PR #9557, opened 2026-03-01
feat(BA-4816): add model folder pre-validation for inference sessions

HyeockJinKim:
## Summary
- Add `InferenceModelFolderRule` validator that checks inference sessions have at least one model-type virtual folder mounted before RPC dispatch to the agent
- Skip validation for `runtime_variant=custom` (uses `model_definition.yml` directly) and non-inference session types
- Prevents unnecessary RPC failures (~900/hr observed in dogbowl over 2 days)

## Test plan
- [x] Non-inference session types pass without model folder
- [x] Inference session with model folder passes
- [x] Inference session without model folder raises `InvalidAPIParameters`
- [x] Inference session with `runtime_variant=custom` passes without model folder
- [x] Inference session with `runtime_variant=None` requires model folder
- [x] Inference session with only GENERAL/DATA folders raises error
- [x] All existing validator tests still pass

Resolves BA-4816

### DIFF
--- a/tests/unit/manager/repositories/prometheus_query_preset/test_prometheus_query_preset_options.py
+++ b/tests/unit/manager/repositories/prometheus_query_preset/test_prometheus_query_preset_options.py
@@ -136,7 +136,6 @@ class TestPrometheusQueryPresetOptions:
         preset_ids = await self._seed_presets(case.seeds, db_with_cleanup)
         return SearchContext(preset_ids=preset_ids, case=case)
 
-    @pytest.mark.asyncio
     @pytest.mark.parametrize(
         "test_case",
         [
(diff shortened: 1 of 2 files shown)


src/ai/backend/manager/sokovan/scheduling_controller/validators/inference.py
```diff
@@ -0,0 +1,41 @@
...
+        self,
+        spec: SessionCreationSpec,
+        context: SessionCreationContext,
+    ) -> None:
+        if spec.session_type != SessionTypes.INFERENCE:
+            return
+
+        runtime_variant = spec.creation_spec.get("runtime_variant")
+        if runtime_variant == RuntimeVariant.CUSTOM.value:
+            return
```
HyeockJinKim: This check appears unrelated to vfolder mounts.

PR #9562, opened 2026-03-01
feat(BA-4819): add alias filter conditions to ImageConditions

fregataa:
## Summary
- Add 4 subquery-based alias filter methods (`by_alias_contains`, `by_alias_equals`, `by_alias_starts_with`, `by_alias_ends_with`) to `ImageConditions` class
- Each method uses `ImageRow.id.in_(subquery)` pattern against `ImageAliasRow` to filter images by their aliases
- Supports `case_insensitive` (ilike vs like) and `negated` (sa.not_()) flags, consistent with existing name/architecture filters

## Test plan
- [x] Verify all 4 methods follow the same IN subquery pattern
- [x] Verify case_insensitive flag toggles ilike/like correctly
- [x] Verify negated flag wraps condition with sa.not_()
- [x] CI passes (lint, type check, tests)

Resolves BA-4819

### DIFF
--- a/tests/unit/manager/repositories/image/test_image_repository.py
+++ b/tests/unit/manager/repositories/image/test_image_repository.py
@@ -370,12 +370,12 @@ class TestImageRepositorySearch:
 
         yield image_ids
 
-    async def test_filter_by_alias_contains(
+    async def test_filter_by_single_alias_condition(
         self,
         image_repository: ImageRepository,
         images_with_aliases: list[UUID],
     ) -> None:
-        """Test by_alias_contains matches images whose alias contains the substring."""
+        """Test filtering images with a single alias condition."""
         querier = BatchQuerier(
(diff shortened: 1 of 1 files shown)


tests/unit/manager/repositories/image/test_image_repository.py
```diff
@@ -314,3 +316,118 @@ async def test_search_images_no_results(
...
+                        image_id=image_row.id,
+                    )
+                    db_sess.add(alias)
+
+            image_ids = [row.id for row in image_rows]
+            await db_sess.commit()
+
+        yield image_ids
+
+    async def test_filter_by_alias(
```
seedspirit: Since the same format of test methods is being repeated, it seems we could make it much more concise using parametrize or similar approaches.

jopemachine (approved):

---

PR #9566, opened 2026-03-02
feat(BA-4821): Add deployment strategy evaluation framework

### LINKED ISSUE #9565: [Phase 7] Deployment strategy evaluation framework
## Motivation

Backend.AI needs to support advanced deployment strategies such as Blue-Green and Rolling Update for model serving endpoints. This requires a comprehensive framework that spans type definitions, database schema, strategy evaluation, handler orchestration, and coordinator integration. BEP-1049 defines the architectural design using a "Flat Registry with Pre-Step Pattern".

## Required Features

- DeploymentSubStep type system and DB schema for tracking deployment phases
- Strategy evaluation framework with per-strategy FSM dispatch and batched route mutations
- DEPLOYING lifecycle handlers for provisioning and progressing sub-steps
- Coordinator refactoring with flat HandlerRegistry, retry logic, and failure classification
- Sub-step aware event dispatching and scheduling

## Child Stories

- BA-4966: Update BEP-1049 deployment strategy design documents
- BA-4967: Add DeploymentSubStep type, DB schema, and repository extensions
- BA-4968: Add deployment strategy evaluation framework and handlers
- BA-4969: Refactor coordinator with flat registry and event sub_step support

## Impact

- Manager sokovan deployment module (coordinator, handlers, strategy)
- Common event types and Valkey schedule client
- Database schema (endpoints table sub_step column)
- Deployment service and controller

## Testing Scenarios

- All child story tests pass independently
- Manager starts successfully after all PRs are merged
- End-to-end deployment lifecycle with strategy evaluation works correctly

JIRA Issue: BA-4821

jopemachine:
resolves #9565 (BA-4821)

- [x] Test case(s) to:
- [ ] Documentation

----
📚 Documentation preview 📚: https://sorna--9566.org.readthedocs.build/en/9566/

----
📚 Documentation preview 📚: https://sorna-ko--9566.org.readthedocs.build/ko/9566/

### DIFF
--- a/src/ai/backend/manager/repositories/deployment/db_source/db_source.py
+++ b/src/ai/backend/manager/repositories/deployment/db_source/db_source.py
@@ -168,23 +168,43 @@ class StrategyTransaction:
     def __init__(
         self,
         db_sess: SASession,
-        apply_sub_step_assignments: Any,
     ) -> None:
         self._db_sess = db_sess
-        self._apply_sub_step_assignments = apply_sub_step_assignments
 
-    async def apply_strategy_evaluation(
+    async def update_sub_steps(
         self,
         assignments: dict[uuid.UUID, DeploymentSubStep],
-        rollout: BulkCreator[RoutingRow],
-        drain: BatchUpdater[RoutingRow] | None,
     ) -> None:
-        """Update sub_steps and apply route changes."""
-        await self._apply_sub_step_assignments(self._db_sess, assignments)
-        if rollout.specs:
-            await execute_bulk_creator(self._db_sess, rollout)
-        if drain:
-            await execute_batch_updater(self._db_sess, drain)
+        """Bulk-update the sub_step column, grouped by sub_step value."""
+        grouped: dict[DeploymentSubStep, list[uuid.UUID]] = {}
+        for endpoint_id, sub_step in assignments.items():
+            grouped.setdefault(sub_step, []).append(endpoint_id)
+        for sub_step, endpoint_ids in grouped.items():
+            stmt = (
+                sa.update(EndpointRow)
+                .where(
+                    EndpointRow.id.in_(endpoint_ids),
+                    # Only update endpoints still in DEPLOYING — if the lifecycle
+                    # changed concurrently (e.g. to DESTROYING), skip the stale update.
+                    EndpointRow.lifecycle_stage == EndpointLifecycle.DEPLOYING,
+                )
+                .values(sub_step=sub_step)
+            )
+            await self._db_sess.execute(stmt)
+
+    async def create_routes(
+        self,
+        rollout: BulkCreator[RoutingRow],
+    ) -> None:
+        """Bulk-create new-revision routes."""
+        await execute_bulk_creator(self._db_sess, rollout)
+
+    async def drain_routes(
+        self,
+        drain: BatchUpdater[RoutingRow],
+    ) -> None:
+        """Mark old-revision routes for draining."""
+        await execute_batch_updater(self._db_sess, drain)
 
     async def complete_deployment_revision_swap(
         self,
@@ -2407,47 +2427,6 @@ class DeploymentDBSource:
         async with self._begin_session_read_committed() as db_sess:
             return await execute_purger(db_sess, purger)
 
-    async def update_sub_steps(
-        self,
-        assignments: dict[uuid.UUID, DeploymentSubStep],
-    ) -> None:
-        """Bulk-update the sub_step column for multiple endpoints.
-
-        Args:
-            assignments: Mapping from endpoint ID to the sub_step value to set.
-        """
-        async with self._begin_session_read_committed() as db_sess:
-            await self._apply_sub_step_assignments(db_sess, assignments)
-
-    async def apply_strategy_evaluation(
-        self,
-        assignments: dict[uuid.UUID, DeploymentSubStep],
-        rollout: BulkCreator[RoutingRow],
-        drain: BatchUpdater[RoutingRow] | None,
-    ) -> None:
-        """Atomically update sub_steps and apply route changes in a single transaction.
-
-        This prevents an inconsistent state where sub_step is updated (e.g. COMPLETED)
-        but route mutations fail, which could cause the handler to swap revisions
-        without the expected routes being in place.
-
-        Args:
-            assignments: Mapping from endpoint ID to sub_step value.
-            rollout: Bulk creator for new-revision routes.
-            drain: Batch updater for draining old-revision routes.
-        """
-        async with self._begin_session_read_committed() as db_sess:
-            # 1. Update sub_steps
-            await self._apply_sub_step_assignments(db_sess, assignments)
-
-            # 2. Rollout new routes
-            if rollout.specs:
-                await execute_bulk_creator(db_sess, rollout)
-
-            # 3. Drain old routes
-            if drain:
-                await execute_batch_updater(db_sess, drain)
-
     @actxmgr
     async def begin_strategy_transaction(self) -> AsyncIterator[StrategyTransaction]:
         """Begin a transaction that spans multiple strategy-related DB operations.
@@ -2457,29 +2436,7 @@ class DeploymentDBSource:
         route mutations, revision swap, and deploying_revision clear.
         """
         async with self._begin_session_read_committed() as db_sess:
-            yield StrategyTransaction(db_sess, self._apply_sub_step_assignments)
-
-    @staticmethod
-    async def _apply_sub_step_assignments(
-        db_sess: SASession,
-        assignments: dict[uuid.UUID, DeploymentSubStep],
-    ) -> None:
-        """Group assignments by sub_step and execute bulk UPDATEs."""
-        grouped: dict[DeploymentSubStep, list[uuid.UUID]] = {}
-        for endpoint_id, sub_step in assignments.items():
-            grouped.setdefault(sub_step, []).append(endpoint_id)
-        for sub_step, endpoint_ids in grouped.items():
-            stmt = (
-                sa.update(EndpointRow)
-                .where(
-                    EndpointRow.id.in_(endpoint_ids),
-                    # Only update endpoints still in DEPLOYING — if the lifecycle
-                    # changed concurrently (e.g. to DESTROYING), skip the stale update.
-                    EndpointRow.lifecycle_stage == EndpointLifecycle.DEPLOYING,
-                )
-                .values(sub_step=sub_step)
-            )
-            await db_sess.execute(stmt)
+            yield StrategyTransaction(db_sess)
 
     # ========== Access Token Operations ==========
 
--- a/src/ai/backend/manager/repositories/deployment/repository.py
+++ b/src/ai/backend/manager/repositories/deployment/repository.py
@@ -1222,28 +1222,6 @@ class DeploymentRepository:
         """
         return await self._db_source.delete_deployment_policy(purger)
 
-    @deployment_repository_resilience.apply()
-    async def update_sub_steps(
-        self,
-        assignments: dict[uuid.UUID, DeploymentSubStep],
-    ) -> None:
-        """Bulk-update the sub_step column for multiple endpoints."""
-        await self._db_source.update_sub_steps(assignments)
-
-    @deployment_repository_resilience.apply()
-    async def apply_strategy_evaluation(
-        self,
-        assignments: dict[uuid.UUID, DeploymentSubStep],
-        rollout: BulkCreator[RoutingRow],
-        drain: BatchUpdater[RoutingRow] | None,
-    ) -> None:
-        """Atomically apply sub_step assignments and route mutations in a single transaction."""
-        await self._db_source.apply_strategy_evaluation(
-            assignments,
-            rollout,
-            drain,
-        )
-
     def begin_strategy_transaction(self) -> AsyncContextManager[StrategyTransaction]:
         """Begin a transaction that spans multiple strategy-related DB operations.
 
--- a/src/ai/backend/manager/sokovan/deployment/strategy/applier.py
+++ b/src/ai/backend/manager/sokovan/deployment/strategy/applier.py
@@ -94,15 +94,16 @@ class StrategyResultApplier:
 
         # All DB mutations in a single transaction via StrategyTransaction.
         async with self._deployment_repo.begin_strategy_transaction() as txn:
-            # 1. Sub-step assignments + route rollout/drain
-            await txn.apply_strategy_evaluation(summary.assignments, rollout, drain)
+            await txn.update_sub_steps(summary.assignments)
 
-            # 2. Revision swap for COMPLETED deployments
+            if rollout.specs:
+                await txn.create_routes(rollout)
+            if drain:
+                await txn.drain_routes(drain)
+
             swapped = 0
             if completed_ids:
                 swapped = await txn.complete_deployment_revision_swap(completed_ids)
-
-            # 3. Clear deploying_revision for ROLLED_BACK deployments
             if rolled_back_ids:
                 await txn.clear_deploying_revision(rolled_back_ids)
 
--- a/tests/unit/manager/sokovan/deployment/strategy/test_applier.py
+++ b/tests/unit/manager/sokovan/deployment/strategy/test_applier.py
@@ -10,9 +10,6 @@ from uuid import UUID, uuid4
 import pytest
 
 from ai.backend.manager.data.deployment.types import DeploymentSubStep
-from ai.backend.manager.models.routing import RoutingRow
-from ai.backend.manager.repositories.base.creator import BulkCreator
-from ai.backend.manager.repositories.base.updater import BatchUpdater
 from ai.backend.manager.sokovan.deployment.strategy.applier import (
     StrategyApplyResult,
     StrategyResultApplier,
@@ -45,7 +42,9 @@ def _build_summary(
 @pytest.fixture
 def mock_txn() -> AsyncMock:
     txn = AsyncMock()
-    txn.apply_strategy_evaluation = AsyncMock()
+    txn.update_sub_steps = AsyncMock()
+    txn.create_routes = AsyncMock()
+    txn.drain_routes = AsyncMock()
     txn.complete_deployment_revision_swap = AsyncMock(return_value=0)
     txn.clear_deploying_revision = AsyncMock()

TASK TO COMPLETE :: Pick out and copy the lines of the material that include the word "from".

ANSWER TO THE EXERCISE ::
-            assignments: Mapping from endpoint ID to the sub_step value to set.
-            assignments: Mapping from endpoint ID to sub_step value.
@@ -10,9 +10,6 @@ from uuid import UUID, uuid4
 from ai.backend.manager.data.deployment.types import DeploymentSubStep
-from ai.backend.manager.models.routing import RoutingRow
-from ai.backend.manager.repositories.base.creator import BulkCreator
-from ai.backend.manager.repositories.base.updater import BatchUpdater
 from ai.backend.manager.sokovan.deployment.strategy.applier import (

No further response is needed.